# Bild wie gezeichnet aussehen lassen



## Kirsten_k (19. März 2013)

Hallo ihr Lieben,

ich probier seit längerem einen ganz speziellen Effekt mit PS nachzustellen.

http://germany.hermes.com/mann/schals/kenya/configurable-product-693739t-39143.html

Wie ich den Schal freistellen kann ist mir klar. Wie ich den Hintergrund so hin bekomme, dass er wie auf der Website aussieht, ist aber ein wenig hoch für mich. 

Wäre über einen kurzen Tipp sehr froh!

Vielen Dank!

Kirsten_k


----------



## Another (20. März 2013)

Das kommt daher das das Bild wirklich gemalt ist.
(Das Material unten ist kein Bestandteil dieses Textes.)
PR #45979, opened 2018-02-12
Unicode/logger fix + bugfix: salt/utils/parsers

isbm:
### What does this PR do?

Bugfix/refactoring

- Fixes logging with unicode
- Fixes PID file deletion as non-root (Master)
- Fixes unit tests for this topic

### Tests written?

Yes

### DIFF
--- a/salt/utils/parsers.py
+++ b/salt/utils/parsers.py
@@ -975,11 +975,11 @@ class DaemonMixIn(six.with_metaclass(MixInMeta, object)):
                 try:
                     os.unlink(self.config['pidfile'])
                 except OSError as err:
-                    logging.getLogger(__name__).info(
-                        'PIDfile could not be deleted: {0}'.format(
-                            self.config['pidfile']
-                        )
-                    )
+                    # Log error only when running salt-master as a root user.
+                    # Otherwise this can be ignored, since salt-master is able to
+                    # overwrite the PIDfile on the next start.
+                    if not os.getuid():
+                        log.info('PIDfile could not be deleted: %s', six.text_type(self.config['pidfile']))
 
     def set_pidfile(self):
         from salt.utils.process import set_pidfile
--- a/salt/utils/parsers.py
+++ b/salt/utils/parsers.py
@@ -261,12 +261,10 @@ class OptionParser(optparse.OptionParser, object):
             try:
                 mixin_before_exit_func(self)
             except Exception as err:  # pylint: disable=broad-except
-                logger = logging.getLogger(__name__)
                 logger.exception(err)
-                logger.error(
-                    'Error while processing %s: %s',
-                    mixin_before_exit_func, traceback.format_exc(err)
-                )
+                logger.error('Error while processing %s: %s',
+                             six.text_type(mixin_before_exit_func),
+                             traceback.format_exc(err))
         if self._setup_mp_logging_listener_ is True:
             # Stop logging through the queue
             log.shutdown_multiprocessing_logging()
--- a/salt/utils/parsers.py
+++ b/salt/utils/parsers.py
@@ -2815,13 +2815,13 @@ class SaltRunOptionParser(six.with_metaclass(OptionParserMeta,
             '--async',
             default=False,
             action='store_true',
-            help=('Start the runner operation and immediately return control.')
+            help='Start the runner operation and immediately return control.'
         )
         self.add_option(
             '--skip-grains',
             default=False,
             action='store_true',
-            help=('Do not load grains.')
+            help='Do not load grains.'
         )
         group = self.output_options_group = optparse.OptionGroup(
             self, 'Output Options', 'Configure your preferred output format.'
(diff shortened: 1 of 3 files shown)


isbm:
@rallytime @terminalmage please take a look.

salt/utils/parsers.py
```diff
@@ -1044,12 +1037,13 @@ def start(self):
         self._install_signal_handlers()
 
     def _handle_signals(self, signum, sigframe):  # pylint: disable=unused-argument
-        msg = self.__class__.__name__
+        msg = [six.text_type(self.__class__.__name__)]
         if signum == signal.SIGINT:
-            msg += ' received a SIGINT.'
+            msg.append('received a SIGINT.')
```
terminalmage: The string types do not have an `append` function.

salt/utils/parsers.py
```diff
@@ -1044,12 +1037,13 @@ def start(self):
...
         elif signum == signal.SIGTERM:
-            msg += ' received a SIGTERM.'
-        logging.getLogger(__name__).warning('%s Exiting.', msg)
+            msg.append('received a SIGTERM.')
```
terminalmage: Same thing here, this line needs to be reverted.

salt/utils/parsers.py
```diff
@@ -2739,31 +2733,31 @@ def _find_raet_minion(self, opts):
...
-                    not os.path.isfile(ha) and
-                    not os.path.isdir(ha)):  # minion manor yard
-                return True
+            try:
+                from raet.lane.yarding import Yard  # pylint: disable=3rd-party-module-not-gated
+                ha, dirpath = Yard.computeHa(dirpath, lanename, yardname)  # pylint: disable=invalid-name
+                if os.path.exists(ha) and not os.path.isfile(ha) and not os.path.isdir(ha):  # minion manor yard
+                    return True
+            except ImportError as ex:
+                logger.error("Error while importing Yard: %s", six.text_type(ex))
```
terminalmage: No need for `six.text_type(ex)`, this can just be `ex`. String replacement will automagically run `ex.__unicode__()` to get a string, because the string with the replacement placeholders is a unicode. For example:

```python
>>> u'The error is: %s' % TypeError(u'питон')
u'The error is: \u043f\u0438\u0442\u043e\u043d'
```

terminalmage (changes requested):

salt/utils/parsers.py
isbm: It is earlier an array... :wink:

salt/utils/parsers.py
terminalmage: I missed the brackets around msg when it was being initialized. Still, allocating a list for this is slower:

```python
>>> timeit.Timer('''
... x = ['foo']
... x.append('bar')
... x = ' '.join(x)''').repeat()
[0.22678208351135254, 0.21661591529846191, 0.20710206031799316]
>>> timeit.Timer('''
... x = 'foo'
... x += " bar"''').repeat()
[0.08382701873779297, 0.054234981536865234, 0.05179405212402344]
```

terminalmage (approved):

rallytime:
@isbm Looks like we have a related test failure here: https://jenkins.saltstack.com/job/PR/job/salt-pr-linode-ubuntu16-py3/6776/

Can you take a look?

isbm:
@rallytime Seems like your test suite on Ubuntu 16 is clashing with the Mock 2.0.0 from Pip, saying in logs it is installed, but actually using just a standard mock library from Python 3.5 where this method is actually absent. This method is [new to Python 3.6](https://docs.python.org/release/3.6.0/library/unittest.mock.html#unittest.mock.Mock.assert_called).

Seems we found a bug in test setup!

terminalmage:
Via https://github.com/saltstack/salt-jenkins/pull/840, https://github.com/saltstack/salt-jenkins/pull/841, and the commit just merged into this PR, we should now be using mock 2.0.0 from PyPI for everything but `mock_open`, which we have backported.

isbm:
@terminalmage @rallytime seems working now. I am wondering why Cent7/U14 still fails, but that's seems unrelated to here.

Thanks!

rallytime:
@isbm Ah, yeah the Ubuntu 14 errors are unrelated. But the cp test failures on the PY3 build are related to the concerns @gtmanfred brought up in https://github.com/saltstack/salt-jenkins/pull/840

@terminalmage Can you take another look into the changes you made in our custom `mock_open`?

gtmanfred:
Actually, those cp changes are unrelated.  mock_open was affecting the cp.push test

I have been seeing this same error with repo.saltstack.com, the 599 error, since yesterday when we switched the repo to be behind a DO load balancer instead of haproxy.

terminalmage:
I didn't change our backport, I just changed the bits that import directly from unittest.mock on Python 3. I'll look at the test failures.

rallytime:
Ah, OK. Thanks for the explanation everyone.

PR #45991, opened 2018-02-12
yumpkg: Fix a couple issues with _get_extra_opts

terminalmage:
`_get_extra_opts()` and `_get_branch_option()` were unnecessarily quoting the value, causing it to be interpreted as a literal quote by `subprocess.Popen()`.

Also, because there were separate helpers for repo options, disableexcludes, branch options, and extra options, and specifically because `_get_extra_opts()` parses *all* kwargs, any of the options from the other helper funcs would end up being added to the command line twice if `_get_extra_opts()` was used.

This commit consolidates all of the kwarg inspection and CLI opts construction to a single helper function. It also adds unit tests to make sure that we are formatting our commands properly.

Additionally, it makes a minor fix in `refresh_db()` which was not accounted for when we changed the osmajorrelease grain to an integer in 2017.7.0.

### DIFF
--- a/salt/modules/yumpkg.py
+++ b/salt/modules/yumpkg.py
@@ -204,25 +204,29 @@ def _check_versionlock():
         )
 
 
-def _get_repo_options(**kwargs):
+def _get_options(**kwargs):
     '''
-    Returns a list of '--enablerepo' and '--disablerepo' options to be used
-    in the yum command, based on the kwargs.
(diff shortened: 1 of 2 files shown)


garethgreenaway (approved):

rallytime:
@terminalmage This is causing some test failures. Can you take a look?

terminalmage:
@rallytime fixed these last night, passing now.

rallytime (approved):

Mit mehreren Ebenen, Überlagerungen und Anwendung verschiedener Filter wie u.a. Farbpapier-Collage/Weichzeichner/etc., kann man so etwas zwar alles reproduzieren, aber genaue Einstellungen der Filter kann man schwer erläutern, da dies immer vom Ausgangsbild abhängt und nicht immer 100% das gewünschte Ergebnis liefern muss, womit man mitunter auch hier noch mal nacharbeiten müsste, sollte es wirklich zu 99%  wie ein gemaltes Bild aussehen.

Zudem wäre es für dich sicherlich leichter (u. in diesem Fall schneller) dir im Netz einen Brush zu suchen, mit den geeigneten Einstellungen eines feuchten Pinsels (Aquarell), und die Tiefen, Mitten und Lichter der Person einfach selber grob nachzumalen - vorzugsweise mit einem Stift+Tablet.


----------